◆ **THE TASK**: Lines containing the string "been": how many are there below? Answer with the number only.

%%

PR #838, opened 2020-10-09
Use ubuntu image for backup script

### LINKED ISSUE #740: backups are way too big
Our backup strategy at this point involves fetching gigabytes of data. We should do at least one of the following:

1. Emit progress output to prevent backups running in circle from failing due to no build output (if there isn't output in a 10 minute window, the job will fail)
2. Prune trash images to reduce backup size: #205
3. Incremental backups
4. Something else?

r4v5:
I _think_ this is broken because we attempt to do the backup in an image
that doesn't have pyenv but just has python 3.6.

@redshiftzero is there a way to test this config.yml before it gets to the main branch? I can't see anywhere in circleci that would make it possible.

## Status

Ready for review

## Description of Changes

Fixes #740 maybe? or at least moves it closer to happening.

### DIFF
--- a/.circleci/config.yml
+++ b/.circleci/config.yml
@@ -85,7 +85,7 @@ jobs:
 
   production_backup_only:
     docker:
-      - image: circleci/python:3.6
+      - image: ubuntu-1604
     steps:
       - checkout
       - *setup_dependencies
--- a/.circleci/config.yml
+++ b/.circleci/config.yml
@@ -84,8 +84,9 @@ jobs:
             fab production migrate
 
   production_backup_only:
-    docker:
-      - image: ubuntu-1604
+    machine:
+      enabled: true
+      image: ubuntu-1604:201903-01
     steps:
       - checkout
       - *setup_dependencies


abandoned-prototype:
Not familiar with circleci (just started looking it at now), but could adding it to the workflow in the config.yaml for this branch (temporarily) help with that:
```
  tmp_test_workflow:
    jobs:
      - production_backup:
          filters:
            branches:
              only: backup-attempt-at-fix
```
or whatever the correct command is

redshiftzero:
yep @abandoned-prototype is right, adding a temporary commit to run just the modified job is the best way to test

One caveat, for the production backup the job will fail (also) due to the size of the backup. If there's no build output for a period of time - 10 mins by default (one can modify this but a production backup currently takes at least several hours) - then circleci will fail the build.

r4v5:
for future reference this did successfully back up, the build is https://app.circleci.com/pipelines/github/lucyparsons/OpenOversight/317/workflows/a06b9ad9-5ae5-4b0d-b606-38fe6ec36d52 (but the commit this build was attached to, 
f997b4e, is about to be rebased to drop the other commit testing backups)

PR #845, opened 2020-10-22
Whitelist .webp for image upload

brianmwaters:
## Status

Ready for review

## Description of Changes

Enable uploading .webp images.


abandoned-prototype (approved):
I checked that `.webp` is covered by `imghdr.what` which is used in the crop-image functionality when tagging the image. I don't have AWS set up locally, so we should make sure to test this functionality in staging.

PR #876, opened 2021-09-26
Verify two dependencies

pierwill:
Add checksum verifications for two dependencies downloaded in a Dockerfile. I've computed the hashes locally using `sha256sum`. They will have to be recomputed when updated. This also pulls the node setup script from version control to avoid breaking the verification if the upstream version is updated.

Looks like Mozilla actually does [publish](https://github.com/mozilla/geckodriver/releases) cryptographic signatures for gecko releases. We can use the checksum method in this PR for simplicity, or I'm happy to update this to use the signature.

### DIFF
--- a/dockerfiles/web/Dockerfile
+++ b/dockerfiles/web/Dockerfile
@@ -8,25 +8,36 @@ ENV CURL_FLAGS="--proto =https --tlsv1.2 -sSf -L --max-redirs 1 -O"
 
 ENV DEBIAN-FRONTEND noninteractive
 ENV DISPLAY=:1
+
+# install apt dependencies
 RUN echo "deb http://deb.debian.org/debian stretch-backports main" > /etc/apt/sources.list.d/backports.list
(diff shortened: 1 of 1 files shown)


dismantl:
I ran into an error when building the Docker image:

```
=> ERROR [12/25] RUN npm install -g yarn                                                                                                                                                                                                                0.2s
------
 > [12/25] RUN npm install -g yarn:
#15 0.228 /bin/sh: 1: npm: not found
------
failed to solve: rpc error: code = Unknown desc = executor failed running [/bin/sh -c npm install -g yarn]: exit code: 127
make: *** [Makefile:7: build] Error 17
```

pierwill:
Try now? 😇

dismantl (approved):
Works well for me now. I tried changing the versions of node and gecko driver and they both failed to build at the checksum step.

abandoned-prototype:
Great work, thanks for this @pierwill. And thanks for testing @dismantl

PR #877, opened 2021-09-30
867/add markdown incident description

### LINKED ISSUE #867: Enable markdown for Incident Description
Currently the incident description just throws the entered sanitized text between a set of `<p></p>`. For some flexibility it would be nice to maybe allow markdown for that field, so some formatting can be applied. Alternatively we could add different sections to the table, but I think there is a chance that people from different cities want different fields displayed, so markdown would allow us to relatively easily set that up in an import script, or add some structure to a longer description. We would have to make sure to not allow injection of arbitrary html scripts however.

A different, somewhat lower tech solution could be to just allow a certain subset of features (maybe just headers), or to make sure that line breaks in the provided text are shown as line breaks in the result

abandoned-prototype:
## Status

Ready for review 

## Description of Changes

Fixes #867.

 - Incident description accepts markdown and some html while making sure that unsafe html cannot be introduced

## Tests and linting

 - [x] `flake8` checks pass

### DIFF
--- a/OpenOversight/app/__init__.py
+++ b/OpenOversight/app/__init__.py
@@ -3,6 +3,8 @@ import logging
 from logging.handlers import RotatingFileHandler
 import os
 
+import bleach
+from bleach_allowlist import markdown_tags, markdown_attrs
 from flask import Flask, render_template
 from flask_bootstrap import Bootstrap
 from flask_limiter import Limiter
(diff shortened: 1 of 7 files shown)


dismantl (changes requested):
The tests ran successfully but when I tried adding an officer description with markdown it didn't render:
image

dismantl:
Unless the markdown support is only supposed to be for incident descriptions and not officer descriptions? It appears to work for incident descriptions.

abandoned-prototype:
> Unless the markdown support is only supposed to be for incident descriptions and not officer descriptions? It appears to work for incident descriptions.

Yeah, I only implemented it for incidents, but I agree, it makes sense to have the same thing for notes & descriptions for officers as well. Also pretty easy to add with the jinja filter. I am about to update it now

PR #885, opened 2022-05-19
Fix CircleCI automated tasks

r4v5:
Update circleci image to something that's still under development

## Status

Ready for review

### DIFF
--- a/.circleci/config.yml
+++ b/.circleci/config.yml
@@ -5,10 +5,10 @@ steps:
     run:
       name: Install dependencies (required for fabric)
       command: |
-        pyenv global 3.5.2
         sudo apt-get update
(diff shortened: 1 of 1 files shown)


r4v5:
Staging successfully backed up in https://app.circleci.com/pipelines/github/lucyparsons/OpenOversight/486/workflows/c95f5d5e-eba6-43b7-9f17-ef40b3e74c9b/jobs/261 ; deployment failed because of the move to docker meaning it can't use the standard docker-compose flow.

That all is going to get reworked as part of the move to poetry and later work; in the meantime, this at least fixes backups again.

abandoned-prototype (approved):
Don't have the full background here, but looks reasonable to me. Thank you very much for this work!

PR #893, opened 2022-09-04
Switch to using docker and poetry

r4v5:
## Status

in progress

## Description of Changes

 - Move us to using Poetry instead of pip for dependencies
 - Add a "production" dockerfile with only runtime deps
 - switch from node-sass to dart sass

## Tests and linting

 - [ ] `flake8` checks pass


michplunkett:
Is this currently in progress? If so, I'd be happy to contribute to it. I've found Poetry to be quite useful.

abandoned-prototype:
> Is this currently in progress? If so, I'd be happy to contribute to it. I've found Poetry to be quite useful.

I would say no, this is no longer worked at, but I know @onemec has been working on setting up Poetry as well. So we should coordinate to make sure we are not duplicating work

michplunkett:
If you could use an extra hand at some point, @onemec, please let me know.

PR #899, opened 2023-01-05
Switch from docker to "machine" for circle-ci

abandoned-prototype:
## Status

Ready for review

## Description of Changes

Hopefully fixes issues with the circle ci deploy script. The script fails due to attempting to run docker-compose inside the circle ci docker image which is not supported. Switching back to a "machine" (with a ubuntu version that is still current) will hopefully make the scripts run successfully.

## Tests and linting

### DIFF
--- a/.circleci/config.yml
+++ b/.circleci/config.yml
@@ -46,8 +46,8 @@ steps:
 
 jobs:
   staging_backup_and_deploy:
-    docker:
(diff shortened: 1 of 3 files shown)


r4v5 (approved):
this'll work; there's also a "set up remote docker" action somewhere we can use, but I'm fine just going for VMs due to our use of compose.

PR #907, opened 2023-03-11
New server, deployment, CI/CD pipeline

abandoned-prototype:
## Status

Ready for review

## Description of Changes

 - Setting up new servers that run OpenOversight as docker image instead of in a python environment.
   - This should allow us to more easily keep the python version updated and quickly move from 3.8 to 3.11
 - Changing the strategy of deploying the code to the server. The overall idea will stay the same: A push to develop will trigger a deployment to the staging server, pushing to main triggers a deployment to production.
 - The way this is executed has been updated.
   - Instead of circleCI I propose to use github actions to do the deployment. The reasons for that are that I think it has a larger number of people using it (which means there are more tutorials, more people creating actions, etc), that the results are better visible to everyone (I think), that no secrets have been stolen recently (https://circleci.com/blog/jan-4-2023-incident-report/) and we are already using it for tests.
   - Speaking of tests, tests will no longer run on push, only on pull requests. As long as every push to either develop or main is done via a PR this should be fine.
   - I also updated Fabric to its new version Fabric 2. We use fabric to relatively easily write scripts that connect from the github action server to our server via ssh and run the appropriate commands to create backups and deploy the code.
 - This PR also includes a necessary change to dart sass, backported from OrcaCollective (Thank you!!)
- I was testing the github action in a separate branch to make sure everything works as intended. Here is the successful run that should be the same as pushing to develop or staging should look like: https://github.com/lucyparsons/OpenOversight/actions/runs/4394148748. The branch is here: https://github.com/lucyparsons/OpenOversight/tree/workflow-test

## Notes for Deployment
Before merging, I actually need to change the name-server settings so that staging.openoversight.com points to the new server.

## Tests and linting


.circleci/config.yml
```diff
@@ -1,116 +1,17 @@
+# unused - remove file once circleCI integration is removed
```
onemec, line 1: I might be mistaken, but should this file now be removed assuming it encompasses a full shift away from CircleCI?

.github/workflows/test_prs.yml
```diff
@@ -24,7 +19,7 @@ jobs:
       FLASK_APP: OpenOversight.app
     strategy:
       matrix:
-        python-version: [3.5, 3.6, 3.7, 3.8]
+        python-version: ["3.8", "3.9"]
```
onemec, line 22: Your PR vaguely mentioned eventually shifting to Python 3.11. Do we want to either add a bigger test matrix, or a comment saying we'll eventually expand the range here? 

Also, on a similar note, I think it's worthwhile to specify the current Python version we're using in the Dockerhub description or tags or somewhere for issue traceability.

onemec:
Looks good to me overall, though I'll try to review in greater detail later this week.

OpenOversight/app/static/scss/bootstrap/_variables.scss
```diff
@@ -1,3 +1,5 @@
+@use "sass:math";
```
michplunkett, line 1: This plugin is so fresh!

OpenOversight/scripts/entrypoint_dev.sh
```diff
@@ -0,0 +1,3 @@
+yarn build
```
michplunkett, line 1: I'm not sure if it's absolutely necessary, but since you have it in the prod version, you should add `#!/bin/bash` to the top of this file. 

It's also be good to add comments on what it's doing like you did in the prod version.

OpenOversight/scripts/entrypoint_prod.sh
```diff
@@ -0,0 +1,6 @@
+#!/bin/bash
+# Compile any assets
```
michplunkett, line 2: Some gaps between functionality and bash commands would make this easier to read.

package.json
```diff
@@ -1,14 +1,12 @@
 {
   "devDependencies": {
-    "jquery": "1.9.1 - 3",
```
michplunkett, line 3: I appreciate that you were able to get rid of a good amount of plugins here, especially `jquery`. It's crazy how long that plugin has stuck around.

dockerfiles/web/Dockerfile-prod
```diff
@@ -0,0 +1,43 @@
+FROM python:3.8-slim-bullseye as base
```
michplunkett, line 1: I think some general comments here would be helpful.

tasks.py
```diff
@@ -0,0 +1,154 @@
+"""
```
michplunkett, line 1: Though many of these functions are quite intuitive, I think it'd be worthwhile to at least have some function level comments on them. You don't need to put parameter level comments, though I do prefer them, but I think we should have at least Class, function, etc. comments in place.

michplunkett (commented):
Generally great with a few nits here and there.

.github/workflows/test_prs.yml
michplunkett: It might be worth it to see how far you can push this matrix. See if `3.10` and `3.11` work in the repository's current state, etc.

OpenOversight/scripts/entrypoint_dev.sh
AetherUnbound: +1 to this!

docker-compose.prod-img.yml
```diff
@@ -0,0 +1,18 @@
+version: "3.4"
+
+services:
+  web:
+    image: ghcr.io/lucyparsons/openoversight:${DB_IMAGE_TAG}
```
AetherUnbound, line 5: This doesn't seem to correspond to a database, should this be `DOCKER_IMAGE_TAG` instead?

tasks.py
```diff
@@ -0,0 +1,154 @@
...
+
+def migrate(c, config):
+    c.run(
+        f"DB_IMAGE_TAG={config.docker_version} docker compose -f docker-compose.prod-img.yml run --rm --no-deps web flask db upgrade",
+        echo=True,
+    )
+
+
+def deploy_(c: Connection, config: HostConfig):
+    print("Start new deployment.")
```
AetherUnbound, line 83: I know it's a little bit more work, but I'd recommend converting these from `print` to `log.info` statements and setting up a `basicConfig` to log at INFO level by default. This would help provide timestamps for when each statement is issued (I've found myself shaking my fist at myself in the past for not having timestamps when using `print` 😅).

tasks.py
```diff
@@ -0,0 +1,154 @@
...
+    with c.cd(config.code_dir):
+        pwd = io.StringIO(config.github_token)
+        print("Get new production docker image.")
+        c.run(
+            f"docker login ghcr.io -u {config.github_user} --password-stdin",
+            in_stream=pwd,
+            echo=True,
+        )
```
AetherUnbound, line 91: Very cool!

AetherUnbound (approved):
This looks great! I have a few comments, nothing blocking though 😄

.github/workflows/test_prs.yml
abandoned-prototype: Yeah, originally I thought I could make it go to 3.11, but both 3.10 and 3.11 failed some tests (https://github.com/lucyparsons/OpenOversight/actions/runs/4391087165). Probably just a library that needs an update version or something, but I decided I shouldn't try to fix that in this PR.

Good point about specifying the currently used version! I will see where I can add that.

.circleci/config.yml
abandoned-prototype: Originally I removed it, but then CircleCI shows up as a failed test with "no config file found" which I thought was distracting (and maybe even blocking the PR, not sure), so now I will remove the file once I removed that integration

OpenOversight/scripts/entrypoint_dev.sh
abandoned-prototype: Good points, thanks! I added `#!/bin/bash` and made executable. Also added comments.

OpenOversight/scripts/entrypoint_prod.sh
abandoned-prototype: You mean just adding a line here, right?

tasks.py
abandoned-prototype: Good suggestion. I added some doc-strings and task help which would show up when using `invoke --help deploy` for example

tasks.py
abandoned-prototype: Thank you, I agree that it is very important to have. Unfortunately python makes logging so weird by default (time is parsed with a comma instead of decimal for microseconds and in local time), so there are some extra lines to make it acceptable.

docker-compose.prod-img.yml
abandoned-prototype: Good find, totally blanked here. Definitely should have `DOCKER` in the name, thanks!

dockerfiles/web/Dockerfile-prod
abandoned-prototype: Agreed! I mostly copied this, but now looking at it again, I think I should be able to remove some of these packages. So I will do that first and then add comments why we need each of the remaining pieces.

OpenOversight/scripts/entrypoint_prod.sh
michplunkett: Yup! That's a much clearer way of putting it.

dockerfiles/web/Dockerfile-prod
abandoned-prototype: Added some comments now and removed the script that installs sqlite which is unused.

.github/workflows/test_prs.yml
abandoned-prototype: I also added your second point now @onemec. The python version is set in the workflow file and will also be present in the tag used for the package as can be seen in the example here from my workflow-test branch: https://github.com/lucyparsons/OpenOversight/pkgs/container/openoversight/versions (dev-py3.9). Thanks for the suggestion!

.github/workflows/build_deploy.yml
```diff
@@ -0,0 +1,74 @@
...
+
+on:
+  push:
+    branches:
+      - develop
+      - main
+
+env:
+  image_name: lucyparsons/openoversight
+  # env_mapping: {"develop": "staging", "main": "prod"}
```
michplunkett, line 11: If these bits are gonna be commented out, I'd be game for just deleting them from the file.

OpenOversight/scripts/entrypoint_dev.sh
michplunkett: Noice!

tasks.py
```diff
@@ -0,0 +1,200 @@
...
+* deploy env github_user github_token
+    downloading the most recent image and code for the given environment,
+    then migrating the database if any migrations are necessary,
+    finally restarting the docker containers. The github user and token are
+    used to download the docker image from the github containe registry.
+* cleanup env
+    do cleanup tasks. At the moment this consists of removing unused docker
+    to free up space.
+
+
```
michplunkett, line 21: Nit: I think it'd be worth getting rid of these two empty new lines.

tasks.py
```diff
@@ -0,0 +1,200 @@
...
+    return str(datetime.datetime.utcfromtimestamp(record.created)) + "Z"
+
+
+for h in logging.getLogger().handlers:
+    h.formatter.formatTime = _formatTime
+
+
+@dataclass
+class HostConfig:
+    """HostConfig collects various parameters for each deployment (prod, staging, etc)"""
```
michplunkett, line 51: Nit: Top line documentation comments should look like:
```python
 """
HostConfig collects various parameters for each deployment (prod, staging, etc).
"""
```

It's easier to read and is more standard from my understanding.

tasks.py
```diff
@@ -0,0 +1,200 @@
...
+        """Return ssh connection as used by fabric for this HostConfig."""
+        return Connection(host=self.host_name, user=self.user)
+
+
+def get_configs(
+    env: str, github_user: str = None, github_token: str = None
+) -> HostConfig:
+    """Return a HostConfig based on given environment and github user and token.
+    Github user and token can be omitted if no connection to github is needed.
+    """
```
michplunkett, line 75: Nit:

```python
"""
Return a HostConfig based on given environment and github user and token.
Github user and token can be omitted if no connection to github is needed.
"""
```

michplunkett: The same goes for the rest of the docstrings.

tasks.py
```diff
@@ -0,0 +1,200 @@
...
+
+
+def cleanup_(c: Connection, config: HostConfig):
+    """Execute cleanup tasks, usually after deployment"""
+    logging.info("Remove unused docker images")
+    c.run("docker image prune -f")
+
+
+@task(
+    help={"environment": "'staging' or 'prod' indicating which environment to target"}
```
michplunkett, line 194: Nit: It looks like we use this string at least 3 times, so it'd be worth saving the key and value to a constant, imo.

michplunkett (approved):
Some small nits here and there, but otherwise fantastic work!

tasks.py
abandoned-prototype: The pydocstyle checker (part of our pre-commit check) appears to disagree. It's code D200 in this list https://www.pydocstyle.org/en/stable/error_codes.html

tasks.py
abandoned-prototype: Done

tasks.py
abandoned-prototype: Changed this one (because it is multi-line)

tasks.py
abandoned-prototype: I was thinking about that. There is the downside of the help strings potentially not being updated if something changes, but the plus is that it is also a comment to anyone reading the code, so I am leaning to keep it as it is

.github/workflows/build_deploy.yml
abandoned-prototype: I had preferred to keep this in the code (not put it in a variable) but I somehow couldn't make that work. I left this here so it's easier to for people to make sense of it, even if they cannot see the variable settings (which might require admin rights to see, not sure)

tasks.py
michplunkett: Works for me in that case. It looks like it's good to go!

tasks.py
michplunkett: I'm here for that.

abandoned-prototype:
I did a force push to squash the commits from the code review into the original commit to be able to do a merge commit now and maintain the original cherry-picked commit from the OrcaCollectiv's fork without adding multiple tiny commits to the projects history. The "Compare" button (https://github.com/lucyparsons/OpenOversight/compare/2a812ec9acf6c71d21831cd466e04fbda646d7a3..ea618af46af03408159f125153a4a883ffe8d356) verifies the before and after are identical.

tasks.py
abandoned-prototype: Yes, we do have pre-commit hooks in place, including the end-of-file-fixer (see https://github.com/lucyparsons/OpenOversight/blob/develop/.pre-commit-config.yaml) and they ran over this PR: https://github.com/lucyparsons/OpenOversight/actions/runs/4458996732/jobs/7831175755
These extra empty lines were in the middle of a file, not at the end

%%

◆ **OUTPUT BELOW**: 3